Dataset content:
PR #9816, opened 2023-04-28
Pipe fixes and Improvements

MaxIsJoe:
part of #4654 

CL: [New] Pipes were missing an interaction for humanoids to crawl into them without the need of a disposal bin or such. This has been added.
CL: [Improvement] Slightly Improved some pipe crawling behaviors to make them less jank.
CL: [Improvement] Lifted a restriction on pipe crawl movement that restricted the player's movement towards a pipe they've previously crawled from.
CL: [Fix] Fixed an issue where the traversal system could not detect valid pipes to crawl out of.
CL: [Fix] Fixed an issue where players would get stuck on one tile after crawling out of a pipe.
CL: [Fix] Fixed a massive issue with virtual containers not getting cleared after they were no longer needed. This issue may have caused unnecessary CPU usage on servers, as hundreds of virtual containers were still being processed due to them not getting cleared out of the instance list.

### DIFF
--- a/UnityProject/Assets/Scripts/Systems/Disposals/DisposalTraversal.cs
+++ b/UnityProject/Assets/Scripts/Systems/Disposals/DisposalTraversal.cs
@@ -1,4 +1,5 @@
 ﻿using System;
+using System.Collections.Generic;
 using System.Linq;
 using UnityEngine;
 using Objects.Disposals;
@@ -110,7 +111,27 @@ namespace Systems.Disposals
 
 			if (nextPipe == null)
 			{
-				if (virtualContainer.SelfControlled == false) EjectViaPipeEnd();
+				if (virtualContainer.SelfControlled)
+				{
+					var directionsToCheck = new List<Vector3Int>
+						{
+							new Vector3Int(-1, 0, 0),
+							new Vector3Int(1, 0, 0),
+							new Vector3Int(0, -1, 0),
+							new Vector3Int(0, 1, 0)
+						};
+
+					foreach (var direction in directionsToCheck)
+					{
+						if (GetPipeAt(out var pipe, currentPipeLocalPos + direction,
+							    requiredSide: nextPipeRequiredSide) == null) continue;
+						if (pipe.PipeType != DisposalPipeType.Terminal) continue;
+						EjectViaPipeEnd();
+						break;
+					}
+					return;
+				}
+				EjectViaPipeEnd();
 				return;
 			}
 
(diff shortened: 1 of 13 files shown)


UnityProject/Assets/Scripts/Systems/Disposals/DisposalTraversal.cs
```diff
@@ -262,8 +299,10 @@ private void TryDamageTileFromEjection(Vector3Int localPosition)
 		/// </summary>
 		private void DespawnContainerAndFinish()
 		{
-			_ = Despawn.ServerSingle(virtualContainer.gameObject);
+			virtualContainer.SelfControlled = false;
 			TraversalFinished = true;
+			if (virtualContainer.SelfControlled) DisposalsManager.Instance.FinishDisposal(this);
+			_ = Despawn.ServerSingle(virtualContainer.gameObject);
```
NoooneyDude: No point for the if condition, right?

Also, disposals manager is responsible for removing finished instances from its own list, so it would now be unnecessarily removing the same instance again.

Edit: ah I see, the manager was since updated and removal was being short-circuited. Still, I think an individual traversal instance shouldn't be concerned with the manager's list.

I can't seem to insert a suggestion 😢 but yeah, just need to remove line 304 👍

NoooneyDude:
Nice to see we have pipe crawling now 💪 have you considered adding the new interaction to all pipes? Would be nice to be able to crawl into any pipe end, even exploded ones provided it has a connection without an adjacent pipe. Haven't looked into it much though, not sure if worth the effort

UnityProject/Assets/Scripts/Systems/Disposals/DisposalTraversal.cs
MaxIsJoe: > No point for the if condition, right?

No, because it skips virtual containers that are self controlled when processing. self controlled ones use movement events to update, instead of sitting on the disposals manager's update loop.

MaxIsJoe:
> Nice to see we have pipe crawling now 💪 have you considered adding the new interaction to all pipes? Would be nice to be able to crawl into any pipe end, even exploded ones provided it has a connection without an adjacent pipe. Haven't looked into it much though, not sure if worth the effort

I've added it to all terminals, not sure what other pipes require this.

UnityProject/Assets/Scripts/Systems/Disposals/DisposalTraversal.cs
NoooneyDude: Alright, but SelfControlled will always be false at that point.

Won't it? Surprised your IDE didn't highlight it or Codacy..

And from what I can tell the self-controlled ones are still in the manager's loop, just being short-circuited. Setting self-controlled false will mean the TraversalFinished property is checked and so will be removed from its list. So all you need is line 302.

MaxIsJoe: oh, you're right.

MaxIsJoe: fixed

NoooneyDude (approved):

PR #9818, opened 2023-04-28
Adds a debug command to resetting movement

MaxIsJoe:
CL: [New] Added a debug command to resetting movement. This will allow players to help identify issues related to movement in the future, and let them possibly fix problems by themselves without admin intervention so they can continue playing the game. To use the new command, use "reset-movement" in the F5 console.

### DIFF
--- a/UnityProject/Assets/IngameDebugConsole/Scripts/DebugLogUnitystationCommands.cs
+++ b/UnityProject/Assets/IngameDebugConsole/Scripts/DebugLogUnitystationCommands.cs
@@ -775,6 +775,8 @@ namespace IngameDebugConsole
 				return;
 			}
 			PlayerManager.LocalPlayerScript.PlayerNetworkActions.CmdResetMovementForSelf();
+			Logger.Log("[Console Command] - Movement Reset Successfully. " +
+			           "If you're still stuck, please report this and any errors you might find in the console on github/discord.", Category.DebugConsole);
 		}
 	}
 }
--- a/UnityProject/Assets/IngameDebugConsole/Scripts/DebugLogUnitystationCommands.cs
+++ b/UnityProject/Assets/IngameDebugConsole/Scripts/DebugLogUnitystationCommands.cs
@@ -764,5 +764,17 @@ namespace IngameDebugConsole
 			}
 
 		}
+
+		[ConsoleMethod("reset-movement", "Resets all movement values. Helpful if you get stuck for no reason.")]
+		public static void ResetMovementStats()
+		{
+			if(IsAdmin() == false) return;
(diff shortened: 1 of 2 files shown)


UnityProject/Assets/IngameDebugConsole/Scripts/DebugLogUnitystationCommands.cs
```diff
@@ -764,5 +764,19 @@ private static void GenerateCyborg()
 			}
 
 		}
+
+		[ConsoleMethod("reset-movement", "Resets all movement values. Helpful if you get stuck for no reason.")]
+		public static void ResetMovementStats()
+		{
+			if(IsAdmin() == false) return;
```
corp-0: PR description says you don't need an admin

UnityProject/Assets/Scripts/Player/PlayerNetworkActions.cs
```diff
@@ -990,4 +990,11 @@ public void CmdDoEmote(string emoteName)
 	{
 		EmoteActionManager.DoEmote(emoteName, playerScript.gameObject);
 	}
+
+	[Command]
+	public void CmdResetMovementForSelf()
+	{
+		playerScript.playerMove.ResetEverything();
```
corp-0, line 997: what does this do?

eurtod:
HUGE if true. this will save A LOT of relogging. praise be!

MaxIsJoe:
> HUGE if true. this will save A LOT of relogging. praise be!

This doesn't mean that it will solve everything, it just means we get to narrow down a list of suspect problems that could be causing movement issues.

UnityProject/Assets/Scripts/Player/PlayerNetworkActions.cs
MaxIsJoe: Basically gets rid of things like sliding, flying, etc and resets movement to a non-moving state. An issue I found while working on #9816 is that when the player gets launched out, they are still considered flying/sliding which causes the game to prevent the player from moving. 
If other issues follow a similar pattern, we will now know that the issue is from how we handle all these variables that are in the movement script and narrow it down there.

UnityProject/Assets/IngameDebugConsole/Scripts/DebugLogUnitystationCommands.cs
MaxIsJoe: oh shoot, you're right.

MaxIsJoe: fixed.

corp-0 (approved):

PR #9819, opened 2023-04-28
Suicide command fix

### LINKED ISSUE #9817: [BUG] Suicide command does not work.

### Game Version

23042416

### I was

Client

### OS

Windows 8, 10, 11

### What happened?

Pressing f5 and typing "suicide" does not kill you. It displayed the _falls limp eyes dead and lifeless_ message but does not kill the player.

It should kill the player.

1. Press f5
2. Type suicide in the command prompt
3. Press enter
4. Keep living ):

### Additional context

_No response_

MaxIsJoe:
fixes #9817 

CL: [Fix] Fixed an issue where the suicide console command did not work.


UnityProject/Assets/Scripts/Player/PlayerNetworkActions.cs
```diff
@@ -985,6 +987,34 @@ public void CmdServerReplaceItemInInventory(GameObject gameObjectSent, uint id,
...
+	{
+		if (playerScript.TryGetComponent<AiPlayer>(out var aiPlayer))
+		{
+			aiPlayer.Suicide();
+			return;
+		}
+
+		if (playerScript.TryGetComponent<BlobPlayer>(out var blobPlayer))
+		{
+			blobPlayer.Death();
```
corp-0, line 1001: not telling you to do it, but it would be great if we moved this stuff to interfaces like IGIbbable, so we have ISuicidable, IDeath and whatever. We would just get the interface then intstead of checking types.

MaxIsJoe: It would be even better as well if both the AI and Blob used `LivingHealthMasterBase`. but alas, they don't, because our current system did not support that. Thankfully, thanks to Bod's changes, we can move them to use that class soon and maybe even all other mobs as well.

corp-0 (approved):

Work order:
The lines to return are those in the entries above that include "save".

Solution:
HUGE if true. this will save A LOT of relogging. praise be!
> HUGE if true. this will save A LOT of relogging. praise be!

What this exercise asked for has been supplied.